» GOAL OF THE EXERCISE: Would you retype every record below exactly as written?

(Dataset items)
========================
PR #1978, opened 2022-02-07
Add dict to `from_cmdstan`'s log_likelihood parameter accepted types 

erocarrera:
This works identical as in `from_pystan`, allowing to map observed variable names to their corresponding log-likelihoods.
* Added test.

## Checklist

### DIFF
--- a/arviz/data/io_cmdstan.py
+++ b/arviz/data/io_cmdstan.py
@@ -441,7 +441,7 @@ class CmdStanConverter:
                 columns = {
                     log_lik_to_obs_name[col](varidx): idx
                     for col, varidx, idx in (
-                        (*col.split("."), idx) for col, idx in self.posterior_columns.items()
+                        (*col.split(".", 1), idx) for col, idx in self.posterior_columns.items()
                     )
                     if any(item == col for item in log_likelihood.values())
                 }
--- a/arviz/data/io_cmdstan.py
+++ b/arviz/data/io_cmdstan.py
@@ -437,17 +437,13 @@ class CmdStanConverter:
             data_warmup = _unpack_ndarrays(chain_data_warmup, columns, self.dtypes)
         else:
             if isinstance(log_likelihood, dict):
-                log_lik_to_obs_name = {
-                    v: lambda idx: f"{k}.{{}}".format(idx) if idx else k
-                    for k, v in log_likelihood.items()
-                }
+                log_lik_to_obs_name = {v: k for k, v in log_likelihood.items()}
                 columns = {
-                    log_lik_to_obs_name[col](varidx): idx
========================
» RESPONSE:
PR #1978, opened 2022-02-07
Add dict to `from_cmdstan`'s log_likelihood parameter accepted types 

erocarrera:
This works identical as in `from_pystan`, allowing to map observed variable names to their corresponding log-likelihoods.
* Added test.

## Checklist

### DIFF
--- a/arviz/data/io_cmdstan.py
+++ b/arviz/data/io_cmdstan.py
@@ -441,7 +441,7 @@ class CmdStanConverter:
                 columns = {
                     log_lik_to_obs_name[col](varidx): idx
                     for col, varidx, idx in (
-                        (*col.split("."), idx) for col, idx in self.posterior_columns.items()
+                        (*col.split(".", 1), idx) for col, idx in self.posterior_columns.items()
                     )
                     if any(item == col for item in log_likelihood.values())
                 }
--- a/arviz/data/io_cmdstan.py
+++ b/arviz/data/io_cmdstan.py
@@ -437,17 +437,13 @@ class CmdStanConverter:
             data_warmup = _unpack_ndarrays(chain_data_warmup, columns, self.dtypes)
         else:
             if isinstance(log_likelihood, dict):
-                log_lik_to_obs_name = {
-                    v: lambda idx: f"{k}.{{}}".format(idx) if idx else k
-                    for k, v in log_likelihood.items()
-                }
+                log_lik_to_obs_name = {v: k for k, v in log_likelihood.items()}
                 columns = {
-                    log_lik_to_obs_name[col](varidx): idx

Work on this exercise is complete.